Presidents Lose Seats Regardless Of How Well They’ve Done Implementing Their Agenda

One false aspect of the narrative is that a President can gain seats in the midterms by successfully implementing their agenda. This is clearly false — the New Deal was largely in place by the late 1930s, yet FDR lost 71 House seats and 6 Senate seats in 1938. The Affordable Care Act was Obama’s signature legislative item, and although it is much more popular now, its successful implementation didn’t stop (many would say that it actually led to an expansion of) Obama’s Congressional losses in 2010. Presidents implementing the policies they were elected on doesn’t prevent midterm losses.

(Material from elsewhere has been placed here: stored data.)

PR #136, opened 2026-05-11
Add MCP server support for reasons ask

### LINKED ISSUE #48: Add data source adapters for `reasons ask`
## Summary

Add optional data source adapters that the LLM can invoke during `reasons ask` when beliefs are insufficient to answer the question.

## Background

Issue #43 shipped the core `reasons ask` command (PR #44, #47) with FTS5 belief search + LLM synthesis. The current implementation only searches beliefs. This issue adds the ability to query external data sources.

## Proposed behavior

```bash
# With a PostgreSQL adapter
reasons ask "How many active users last month?" --source postgres://...

# With a custom adapter
reasons ask "What's the pipeline status?" --source ./my_adapter.py
```

## Design

- Adapter interface: `query(question: str) -> str`
- The LLM decides whether to call an adapter based on belief sufficiency (same tool loop pattern)
- Durable facts from adapter results can be proposed as new beliefs
- Belief proposals from adapter results should respect the durability filter (permanent/quarterly only)

## Prior art

- `mini-analyze/src/mini_analyze/web.py` — tool loop where LLM decides whether to query external source
- #38 — RBAC for cached beliefs (relevant when adapter results become beliefs)

benthomasson:
## Summary
- New `--mcp` flag on `reasons ask` connects to MCP servers as data source adapters
- MCP tools are added to the prompt alongside `search_beliefs` — any MCP server becomes a tool source
- Server instructions (e.g., Snowflake data catalog) injected into the prompt automatically
- Tool loop iteration budget bumps from 3 to 5 when MCP servers are attached
- New `reasons_lib/mcp_client.py` module wraps the async MCP SDK with a sync `McpBridge` class using a background event loop thread

Closes #48

## Test plan
- [x] `TestBuildToolsSection` — builds tool definitions from MCP servers (3 tests)
- [x] `TestBuildMcpInstructions` — collects server instructions (2 tests)
- [x] `TestAskPromptWithMcp` — prompt injection of tools and instructions (4 tests)
- [x] `TestExtractToolCallMcp` — tool call parsing for MCP tools (2 tests)
- [x] Existing ask tests updated and passing (78 tests)
- [x] Full test suite: 900 passed, 1 skipped
- [x] Manual: `McpBridge("snowflake-mcp")` connects, lists 5 tools, gets 22K chars of instructions

### DIFF
--- a/pyproject.toml
+++ b/pyproject.toml
@@ -16,6 +16,7 @@ test = ["pytest", "pytest-cov"]
 pg = ["psycopg[binary]>=3.1"]
 test-pg = ["psycopg[binary]>=3.1", "pytest", "pytest-cov"]
 cluster = ["sentence-transformers>=2.2", "scikit-learn>=1.2"]
+mcp = ["mcp>=1.0"]
 
 [project.scripts]
 reasons = "reasons_lib.cli:main"
--- a/reasons_lib/ask.py
+++ b/reasons_lib/ask.py
@@ -23,22 +23,20 @@ You are answering a question using a belief network (a Truth Maintenance System)
 Each belief has an ID, text, truth value (IN = held true, OUT = retracted), and
 may have justifications tracing why it is believed.
 
-You have one tool available:
-
-{{"tool": "search_beliefs", "query": "search terms"}}
+{tools_section}
 
 Rules:
 - If the belief matches below are sufficient to answer the question, write your
-  answer directly. Do NOT call the tool.
-- If you need to search for more beliefs, respond with ONLY a single JSON line
-  (no other text). The system will run the search and give you the results.
+  answer directly. Do NOT call a tool.
+- If you need more information, respond with ONLY a single JSON line
+  (no other text). The system will run the tool and give you the results.
 {cite_rule}
-- ONLY answer based on the beliefs provided. Do NOT use your training data or
-  general knowledge to fill gaps.
+- ONLY answer based on the beliefs and data provided. Do NOT use your training
+  data or general knowledge to fill gaps.
 - If the beliefs are insufficient to answer, respond EXACTLY with:
   "I don't have enough beliefs in the network to answer this question."
   Do NOT attempt a partial or speculative answer.
-
+{mcp_instructions}
 ## Question
 
 {question}
@@ -47,6 +45,12 @@ Rules:
 
 {beliefs_context}
 {tool_history}"""
+
+
+_DEFAULT_TOOLS_SECTION = """\
+You have one tool available:
+
+{{"tool": "search_beliefs", "query": "search terms"}}"""
 
 
 FINAL_ASK_PROMPT = """\
@@ -123,23 +127,29 @@ def extract_tool_call(text):
     return None
 
 
-def build_ask_prompt(question, beliefs_context, tool_history=None, natural=False):
+def build_ask_prompt(question, beliefs_context, tool_history=None, natural=False,
+                     tools_section=None, mcp_instructions=""):
     """Build the full prompt for LLM synthesis."""
     history_section = ""
     if tool_history:
         parts = []
         for entry in tool_history:
             parts.append(
-                f"### Tool call: search_beliefs(\"{entry['query']}\")\n\n"
+                f"### Tool call: {entry['tool_label']}\n\n"
                 f"{entry['result']}"
             )
         history_section = "\n\n## Additional search results\n\n" + "\n\n---\n\n".join(parts)
+
+    if mcp_instructions:
+        mcp_instructions = f"\n## Data Source Instructions\n\n{mcp_instructions}\n"
 
     return ASK_PROMPT.format(
         question=question,
         beliefs_context=beliefs_context,
         tool_history=history_section,
         cite_rule=_CITE_RULE_NATURAL if natural else _CITE_RULE,
+        tools_section=tools_section or _DEFAULT_TOOLS_SECTION,
+        mcp_instructions=mcp_instructions,
     )
 
 
@@ -150,7 +160,7 @@ def build_final_prompt(question, beliefs_context, tool_history=None, natural=Fal
         parts = []
         for entry in tool_history:
             parts.append(
-                f"### Tool call: search_beliefs(\"{entry['query']}\")\n\n"
+                f"### Tool call: {entry['tool_label']}\n\n"
                 f"{entry['result']}"
             )
         history_section = "\n\n## Additional search results\n\n" + "\n\n---\n\n".join(parts)
@@ -331,8 +341,39 @@ def _beliefs_or_no_match(beliefs_context):
     return beliefs_context
 
 
+def _build_tools_section(mcp_servers):
+    """Build the tools section for the prompt, including MCP server tools."""
+    lines = ["You have the following tools available:", "",
+             '{"tool": "search_beliefs", "query": "search terms"}']
+    if mcp_servers:
+        for bridge in mcp_servers:
+            for tool in bridge.list_tools():
+                schema = tool.get("input_schema", {})
+                props = schema.get("properties", {})
+                param_parts = []
+                for pname, pinfo in props.items():
+                    param_parts.append(f'"{pname}": "<{pinfo.get("description", pname)}>"')
+                example = ', '.join(param_parts)
+                lines.append(f'{{"tool": "{tool["name"]}", {example}}}')
+                if tool["description"]:
+                    desc = tool["description"].split("\n")[0]
+                    lines.append(f"  # {desc}")
+    return "\n".join(lines)
+
+
+def _build_mcp_instructions(mcp_servers):
+    """Collect server instructions from all MCP servers."""
+    parts = []
+    for bridge in mcp_servers:
+        instructions = bridge.get_instructions()
+        if instructions:
+            parts.append(instructions)
+    return "\n\n".join(parts)
+
+
 def ask(question, db_path="reasons.db", timeout=300, no_synth=False, format=None,
-        model="claude", simple=False, sources_db=None, natural=False, dual=False):
+        model="claude", simple=False, sources_db=None, natural=False, dual=False,
+        mcp_servers=None):
     """Answer a question using FTS5 belief search and optional LLM synthesis.
 
     Args:
@@ -346,6 +387,7 @@ def ask(question, db_path="reasons.db", timeout=300, no_synth=False, format=None
               calls with simple=True (1 TMS + 1 FTS + 1 merge), or up to
               5 with simple=False (up to 3 TMS tool-loop rounds + 1 FTS
               + 1 merge). Timeout applies per call.
+        mcp_servers: list of connected McpBridge instances for external tools.
 
     Returns the answer text.
     """
@@ -423,16 +465,31 @@ def ask(question, db_path="reasons.db", timeout=300, no_synth=False, format=None
             return (beliefs_context or "") + sources_suffix
         return beliefs_context
 
+    tools_section = None
+    mcp_instructions = ""
+    mcp_tool_map = {}
+    max_iters = MAX_ITERATIONS
+
+    if mcp_servers:
+        tools_section = _build_tools_section(mcp_servers)
+        mcp_instructions = _build_mcp_instructions(mcp_servers)
+        for bridge in mcp_servers:
+            for tool in bridge.list_tools():
+                mcp_tool_map[tool["name"]] = bridge
+        max_iters = max(MAX_ITERATIONS, 5)
+
     tool_history = []
 
-    for iteration in range(MAX_ITERATIONS):
+    for iteration in range(max_iters):
         ctx = _full_context()
-        if iteration == MAX_ITERATIONS - 1:
+        if iteration == max_iters - 1:
             prompt = build_final_prompt(question, ctx, tool_history, natural=natural)
         else:
-            prompt = build_ask_prompt(question, ctx, tool_history, natural=natural)
+            prompt = build_ask_prompt(question, ctx, tool_history, natural=natural,
+                                      tools_section=tools_section,
+                                      mcp_instructions=mcp_instructions)
 
-        print(f"Synthesizing (round {iteration + 1}/{MAX_ITERATIONS})...",
+        print(f"Synthesizing (round {iteration + 1}/{max_iters})...",
               file=sys.stderr)
 
         try:
@@ -449,20 +506,37 @@ def ask(question, db_path="reasons.db", timeout=300, no_synth=False, format=None
         if tool_call is None:
             return response.strip()
 
-        if tool_call.get("tool") == "search_beliefs":
+        tool_name = tool_call.get("tool")
+
+        if tool_name == "search_beliefs":
             query = tool_call.get("query", "")
             print(f"  Searching: {query}", file=sys.stderr)
             result = api.search(query, db_path=db_path, format="markdown")
             history_result = _strip_belief_metadata(result) if natural and result else result
-            tool_history.append({"query": query, "result": history_result})
+            tool_history.append({
+                "tool_label": f'search_beliefs("{query}")',
+                "result": history_result,
+            })
             if result and result.strip() != "No results found.":
                 beliefs_context = result
                 if natural:
                     beliefs_context = _strip_belief_metadata(beliefs_context)
+        elif tool_name in mcp_tool_map:
+            bridge = mcp_tool_map[tool_name]
+            args = {k: v for k, v in tool_call.items() if k != "tool"}
+            print(f"  MCP tool: {tool_name}({json.dumps(args)[:80]})", file=sys.stderr)
+            try:
+                result = bridge.call_tool(tool_name, args)
+            except Exception as e:
+                result = f"Error calling {tool_name}: {e}"
+            tool_history.append({
+                "tool_label": f"{tool_name}(...)",
+                "result": result,
+            })
         else:
             return response.strip()
 
-        if iteration == MAX_ITERATIONS - 1:
+        if iteration == max_iters - 1:
             print(f"Synthesizing (final)...", file=sys.stderr)
             ctx = _full_context()
             prompt = build_final_prompt(question, ctx, tool_history, natural=natural)
--- a/reasons_lib/ask.py
+++ b/reasons_lib/ask.py
@@ -400,7 +400,8 @@ def ask(question, db_path="reasons.db", timeout=300, no_synth=False, format=None
     if dual and sources_db:
         print("Dual path: running TMS...", file=sys.stderr)
         answer_tms = ask(question, db_path=db_path, timeout=timeout,
-                         model=model, simple=simple, natural=natural)
+                         model=model, simple=simple, natural=natural,
+                         mcp_servers=mcp_servers)
         print("Dual path: running FTS RAG...", file=sys.stderr)
         answer_fts = _fts_rag_answer(question, sources_db, model=model,
                                      timeout=timeout)
--- a/reasons_lib/ask.py
+++ b/reasons_lib/ask.py
@@ -50,7 +50,7 @@ Rules:
 _DEFAULT_TOOLS_SECTION = """\
 You have one tool available:
 
-{{"tool": "search_beliefs", "query": "search terms"}}"""
+{"tool": "search_beliefs", "query": "search terms"}"""
 
 
 FINAL_ASK_PROMPT = """\
--- a/reasons_lib/ask.py
+++ b/reasons_lib/ask.py
@@ -354,7 +354,10 @@ def _build_tools_section(mcp_servers):
                 for pname, pinfo in props.items():
                     param_parts.append(f'"{pname}": "<{pinfo.get("description", pname)}>"')
                 example = ', '.join(param_parts)
-                lines.append(f'{{"tool": "{tool["name"]}", {example}}}')
+                if example:
+                    lines.append(f'{{"tool": "{tool["name"]}", {example}}}')
+                else:
+                    lines.append(f'{{"tool": "{tool["name"]}"}}')
                 if tool["description"]:
                     desc = tool["description"].split("\n")[0]
                     lines.append(f"  # {desc}")
--- a/reasons_lib/cli.py
+++ b/reasons_lib/cli.py
@@ -708,19 +708,35 @@ def cmd_lookup(args):
 def cmd_ask(args):
     _require_sqlite(args, "ask")
     from .ask import ask
-    result = ask(
-        question=args.question,
-        db_path=args.db,
-        timeout=args.timeout,
-        no_synth=args.no_synth,
-        format=getattr(args, "format", None),
-        model=args.model or "claude",
-        simple=args.simple,
-        sources_db=args.full_sources,
-        natural=args.natural,
-        dual=args.dual,
-    )
-    print(result)
+
+    mcp_servers = None
+    if args.mcp:
+        from .mcp_client import McpBridge
+        mcp_servers = []
+        for cmd in args.mcp:
+            bridge = McpBridge(cmd)
+            bridge.connect()
+            mcp_servers.append(bridge)
+
+    try:
+        result = ask(
+            question=args.question,
+            db_path=args.db,
+            timeout=args.timeout,
+            no_synth=args.no_synth,
+            format=getattr(args, "format", None),
+            model=args.model or "claude",
+            simple=args.simple,
+            sources_db=args.full_sources,
+            natural=args.natural,
+            dual=args.dual,
+            mcp_servers=mcp_servers,
+        )
+        print(result)
+    finally:
+        if mcp_servers:
+            for bridge in mcp_servers:
+                bridge.close()
 
 
 def cmd_cluster_list(args):
@@ -1683,6 +1699,8 @@ def main():
                    help="Strip belief IDs, status, and justification metadata from context")
     p.add_argument("--dual", action="store_true",
                    help="Run TMS and FTS RAG separately, then merge (requires --full-sources)")
+    p.add_argument("--mcp", action="append", default=None,
+                   help="MCP server command as data source (repeatable, e.g. --mcp snowflake-mcp)")
 
     # deduplicate
     p = sub.add_parser("deduplicate", help="Find and optionally retract duplicate IN beliefs")
--- a/reasons_lib/cli.py
+++ b/reasons_lib/cli.py
@@ -709,16 +709,15 @@ def cmd_ask(args):
     _require_sqlite(args, "ask")
     from .ask import ask
 
-    mcp_servers = None
-    if args.mcp:
-        from .mcp_client import McpBridge
-        mcp_servers = []
-        for cmd in args.mcp:
-            bridge = McpBridge(cmd)
-            bridge.connect()
-            mcp_servers.append(bridge)
-
+    mcp_servers = []
     try:
+        if args.mcp:
+            from .mcp_client import McpBridge
+            for cmd in args.mcp:
+                bridge = McpBridge(cmd)
+                bridge.connect()
+                mcp_servers.append(bridge)
+
         result = ask(
             question=args.question,
             db_path=args.db,
@@ -730,13 +729,12 @@ def cmd_ask(args):
             sources_db=args.full_sources,
             natural=args.natural,
             dual=args.dual,
-            mcp_servers=mcp_servers,
+            mcp_servers=mcp_servers or None,
         )
         print(result)
     finally:
-        if mcp_servers:
-            for bridge in mcp_servers:
-                bridge.close()
+        for bridge in mcp_servers:
+            bridge.close()
 
 
 def cmd_cluster_list(args):
--- a/reasons_lib/mcp_client.py
+++ b/reasons_lib/mcp_client.py
@@ -7,7 +7,7 @@ Requires: pip install 'mcp>=1.0'
 """
 
 import asyncio
-import concurrent.futures
+import shlex
 import threading
 
 try:
@@ -41,6 +41,7 @@ class McpBridge:
         self._loop = None
         self._thread = None
         self._session = None
+        self._shutdown = None
         self._ready = threading.Event()
         self._error = None
 
@@ -50,7 +51,8 @@ class McpBridge:
             target=self._run_loop, daemon=True
         )
         self._thread.start()
-        self._ready.wait(timeout=30)
+        if not self._ready.wait(timeout=30):
+            raise TimeoutError(f"MCP server '{self.command}' did not respond within 30s")
         if self._error:
             raise self._error
 
@@ -59,7 +61,7 @@ class McpBridge:
         self._loop.run_until_complete(self._session_lifecycle())
 
     async def _session_lifecycle(self):
-        parts = self.command.split()
+        parts = shlex.split(self.command)
         server_params = StdioServerParameters(
             command=parts[0], args=parts[1:],
         )
@@ -81,10 +83,9 @@ class McpBridge:
                         }
                         for t in tools_result.tools
                     ]
-                    self._ready.set()
 
-                    # Keep alive until close() is called
                     self._shutdown = asyncio.Event()
+                    self._ready.set()
                     await self._shutdown.wait()
                 except Exception as e:
                     self._error = e
--- a/reasons_lib/mcp_client.py
+++ b/reasons_lib/mcp_client.py
@@ -1,0 +1,130 @@
+"""MCP client bridge for connecting to MCP servers as data source adapters.
+
+Wraps the async MCP SDK with synchronous helpers using a background
+event loop thread, so ask.py can dispatch tool calls to any MCP server.
+
+Requires: pip install 'mcp>=1.0'
+"""
+
+import asyncio
+import concurrent.futures
+import threading
+
+try:
+    from mcp import ClientSession, StdioServerParameters
+    from mcp.client.stdio import stdio_client
+    _mcp_available = True
+except ImportError:
+    _mcp_available = False
+
+
+def _require_mcp():
+    if not _mcp_available:
+        raise ImportError(
+            "mcp is required for MCP server support. "
+            "Install it with: pip install 'mcp>=1.0'"
+        )
+
+
+class McpBridge:
+    """Synchronous bridge to an MCP server over stdio.
+
+    Runs a persistent asyncio event loop in a background thread
+    to keep the MCP session alive across multiple tool calls.
+    """
+
+    def __init__(self, command):
+        _require_mcp()
+        self.command = command
+        self._tools = []
+        self._instructions = ""
+        self._loop = None
+        self._thread = None
+        self._session = None
+        self._ready = threading.Event()
+        self._error = None
+
+    def connect(self):
+        self._loop = asyncio.new_event_loop()
+        self._thread = threading.Thread(
+            target=self._run_loop, daemon=True
+        )
+        self._thread.start()
+        self._ready.wait(timeout=30)
+        if self._error:
+            raise self._error
+
+    def _run_loop(self):
+        asyncio.set_event_loop(self._loop)
+        self._loop.run_until_complete(self._session_lifecycle())
+
+    async def _session_lifecycle(self):
+        parts = self.command.split()
+        server_params = StdioServerParameters(
+            command=parts[0], args=parts[1:],
+        )
+
+        async with stdio_client(server_params) as (read, write):
+            async with ClientSession(read, write) as session:
+                self._session = session
+                try:
+                    result = await session.initialize()
+                    if hasattr(result, "instructions") and result.instructions:
+                        self._instructions = result.instructions
+
+                    tools_result = await session.list_tools()
+                    self._tools = [
+                        {
+                            "name": t.name,
+                            "description": t.description or "",
+                            "input_schema": t.inputSchema,
+                        }
+                        for t in tools_result.tools
+                    ]
+                    self._ready.set()
+
+                    # Keep alive until close() is called
+                    self._shutdown = asyncio.Event()
+                    await self._shutdown.wait()
+                except Exception as e:
+                    self._error = e
+                    self._ready.set()
+
+    def list_tools(self):
+        return self._tools
+
+    def get_instructions(self):
+        return self._instructions
+
+    def call_tool(self, name, arguments):
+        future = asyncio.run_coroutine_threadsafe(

So why does the President’s party tend to lose so many seats during the midterms?

The Opposition Is Energized While The President’s Base Isn’t As Engaged

In American politics, midterm elections can’t be fully understood by simply considering the President’s agenda or its implementation. We have to consider the political parties and their bases. Presidential election years are typically high turnout, with more low frequency voters and independents. Midterm elections are far more partisan, and the electorates tend to be comprised of older voters who vote at a higher rate. The President’s base tends to be less interested in midterm elections for one of several reasons:

· They feel they already won the last Presidential election and there is no need to turnout

· Reality has set in, and the President isn’t able to keep all the promises made during the campaign

· They feel alienated by the choices the President has made

Meanwhile, the opposition is energized. “Unity” of the opposition party is irrelevant, opposition voters are motivated to end the status quo. They tend to get more motivated as the President in power successfully implements their agenda. More of these higher partisan voters turnout, and they tend to “nationalize” local elections, blaming the party in power nationally for things happening locally in their states and districts. This often leads to a significant loss of seats for the party in control of the Presidency.

This Phenomena Is Why The First 100 Days Are So Critical

Virtually all Presidents can expect to lose a significant number of seats in the midterm elections, for purely structural reasons. Midterm losses aren’t a true referendum on the President in the way that Presidential year elections are (higher turnout, more representative electorate). That is why the President’s first 100 days are so critical — if major legislative tasks can’t be completed before the first midterm election, they run the risk of never happening. That is because the composition of Congress can change so dramatically that partisan policies can no longer be pursued after the midterms. The Affordable Care Act wouldn’t have passed after the 2010 midterms, for example. It is why Trump is unlikely to secure any meaningful legislation after the 2018 midterms. Presidents must make meaningful legislative progress immediately in their tenure, as it is typically becomes politically impossible after midterm elections.

Expect Future Presidents To Continue The Trend

Proponents of the narrative discussed earlier often imply that an uber-progressive President would somehow be able to avoid steep midterm Congressional losses. History shows us the exact opposite of this — virtually all Presidents face significant midterm losses, be it a liberal or a conservative. Ideology and implementation of policy is irrelevant. There is no scenario in which a President Bernie Sanders (lol, I know right) would avoid steep midterm losses. Voters should expect the President they elect to lose seats in the midterms, as it is a historical norm.